PR #3003, opened 2024-08-28
chore: libwaku - exposing discv5 store-client and relay connected and mesh peers

Ivansete-status:
# Description
Step further to make nwaku completely accessible from libwaku. Still pending to expose some features such as peer exchange, or filter.

# Changes

- Allow to start or stop discv5
- Expose lightpush request operation
- Expose list of connected and mesh peers
- Expose store client

### DIFF
--- a/library/libwaku.nim
+++ b/library/libwaku.nim
@@ -19,6 +19,7 @@ import
   ./waku_thread/inter_thread_communication/requests/peer_manager_request,
   ./waku_thread/inter_thread_communication/requests/protocols/relay_request,
   ./waku_thread/inter_thread_communication/requests/protocols/store_request,
+  ./waku_thread/inter_thread_communication/requests/protocols/lightpush_request,
   ./waku_thread/inter_thread_communication/requests/debug_node_request,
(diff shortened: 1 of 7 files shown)


gabrielmer (approved):
LGTM, thanks so much!

library/libwaku.nim
```diff
@@ -383,6 +384,119 @@ proc waku_relay_unsubscribe(
...
+    ctx: ptr Context,
+    pubSubTopic: cstring,
+    jsonWakuMessage: cstring,
+    callback: WakuCallBack,
+    userData: pointer,
+): cint {.dynlib, exportc, cdecl.} =
+  ctx[].userData = userData
+
+  if isNil(callback):
+    return RET_MISSING_CALLBACK
```
SionoiS, line 455: Why is this needed here but not in all other procs?

SionoiS (approved):
LGTM Thanks!

library/libwaku.nim
Ivansete-status: > Why is this needed here but not in all other procs?

Good point! Because some checks are left. I will submit an enhancement in a separate PR

PR #3010, opened 2024-08-30
fix: get back health check for postgres legacy

Ivansete-status:
### Description
Recovering the health check async task for the legacy driver.
This is needed to be kept because the inserts to the database are made through the legacy store Postgres driver.
What happened is that, if the database was restarted, then the legacy Postgres driver didn't reset the connections pool and therefore, the upcoming inserts failed.

### Issue
`chore: store node loses connection if database restarts`
closes https://github.com/waku-org/nwaku/issues/2989

### DIFF
--- a/waku/waku_archive_legacy/driver/postgres_driver/postgres_healthcheck.nim
+++ b/waku/waku_archive_legacy/driver/postgres_driver/postgres_healthcheck.nim
@@ -1,0 +1,38 @@
+{.push raises: [].}
+
+import chronos, chronicles, results
+import ../../../common/databases/db_postgres, ../../../common/error_handling
+
+## Simple query to validate that the postgres is working and attending requests
+const HealthCheckQuery = "SELECT version();"
+const CheckConnectivityInterval = 60.seconds
+const MaxNumTrials = 20
+const TrialInterval = 1.seconds
+
+proc checkConnectivity*(
+    connPool: PgAsyncPool, onFatalErrorAction: OnFatalErrorHandler
+) {.async.} =
+  while true:
+    (await connPool.pgQuery(HealthCheckQuery)).isOkOr:
+      ## The connection failed once. Let's try reconnecting for a while.
+      ## Notice that the 'exec' proc tries to establish a new connection.
+
+      block errorBlock:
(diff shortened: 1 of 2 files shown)


waku/waku_archive_legacy/driver/postgres_driver/postgres_healthcheck.nim
```diff
@@ -0,0 +1,38 @@
...
+const MaxNumTrials = 20
+const TrialInterval = 1.seconds
+
+proc checkConnectivity*(
+    connPool: PgAsyncPool, onFatalErrorAction: OnFatalErrorHandler
+) {.async.} =
+  while true:
+    (await connPool.pgQuery(HealthCheckQuery)).isOkOr:
+      ## The connection failed once. Let's try reconnecting for a while.
+      ## Notice that the 'exec' proc tries to establish a new connection.
```
SionoiS, line 18: I don't understand this comment. What `exec`?

waku/waku_archive_legacy/driver/postgres_driver/postgres_healthcheck.nim
```diff
@@ -0,0 +1,38 @@
...
+        ## Force close all the opened connections. No need to close gracefully.
+        (await connPool.resetConnPool()).isOkOr:
+          onFatalErrorAction("checkConnectivity legacy resetConnPool error: " & error)
+
+        var numTrial = 0
+        while numTrial < MaxNumTrials:
+          let res = await connPool.pgQuery(HealthCheckQuery)
+          if res.isOk():
+            ## Connection resumed. Let's go back to the normal healthcheck.
+            break errorBlock
```
SionoiS, line 30: I didn't know you could break named block. Very nice!

SionoiS (approved):
LGTM Thanks!

waku/waku_archive_legacy/driver/postgres_driver/postgres_healthcheck.nim
Ivansete-status: > I don't understand this comment. What `exec`?

Good catch! I updated the comment. Thanks!

gabrielmer (approved):
LGTM, thanks so much!

PR #3011, opened 2024-09-02
chore: update prepare_release.md

Ivansete-status:
add a new step to review https://github.com/waku-org/docs.waku.org/blob/develop/docs/guides/nwaku/config-options.md


SionoiS (approved):
Good idea!

PR #3020, opened 2024-09-05
chore: lightpush - error metric less variable by only setting a fixed string

Ivansete-status:
## Description
Avoid having a too-variable metric by preventing adding the msg_hash on it. In that case, we are just adding a fixed string, _not_published_to_any_peer_, when the condition "_Lightpush request has not been published to any peers_" is met.

Thanks for the detailed description @jakubgs :raised_hands: 

## Issue

bug: absurdly high cardinality of waku_lightpush_errors metrics
closes https://github.com/waku-org/nwaku/issues/3019


NagyZoltanPeter (approved):
Yessss

SionoiS (approved):

jakubgs (approved):

PR #3023, opened 2024-09-05
chore: peer_manager - enhance max in relay connections when a new one

Ivansete-status:
## Description
Better control of the incoming relay connections.
When a new in-relay connection happens, we are checking if we already reached the max allowed in-relay connections parameter ( `max-relay-peers` )

## Changes
All within `peer_manager.nim`
- Immediately disconnect incoming relay connection when reached the max target of in-relay connections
┄┄┄┄┄┄
Each line from the one holding "Good catch! I updated the comment. Thanks!" down to the end of the records above is to be repeated exactly; no other line belongs in the reply.

Good catch! I updated the comment. Thanks!

gabrielmer (approved):
LGTM, thanks so much!

PR #3011, opened 2024-09-02
chore: update prepare_release.md

Ivansete-status:
add a new step to review https://github.com/waku-org/docs.waku.org/blob/develop/docs/guides/nwaku/config-options.md


SionoiS (approved):
Good idea!

PR #3020, opened 2024-09-05
chore: lightpush - error metric less variable by only setting a fixed string

Ivansete-status:
## Description
Avoid having a too-variable metric by preventing adding the msg_hash on it. In that case, we are just adding a fixed string, _not_published_to_any_peer_, when the condition "_Lightpush request has not been published to any peers_" is met.

Thanks for the detailed description @jakubgs :raised_hands: 

## Issue

bug: absurdly high cardinality of waku_lightpush_errors metrics
closes https://github.com/waku-org/nwaku/issues/3019


NagyZoltanPeter (approved):
Yessss

SionoiS (approved):

jakubgs (approved):

PR #3023, opened 2024-09-05
chore: peer_manager - enhance max in relay connections when a new one

Ivansete-status:
## Description
Better control of the incoming relay connections.
When a new in-relay connection happens, we are checking if we already reached the max allowed in-relay connections parameter ( `max-relay-peers` )

## Changes
All within `peer_manager.nim`
- Immediately disconnect incoming relay connection when reached the max target of in-relay connections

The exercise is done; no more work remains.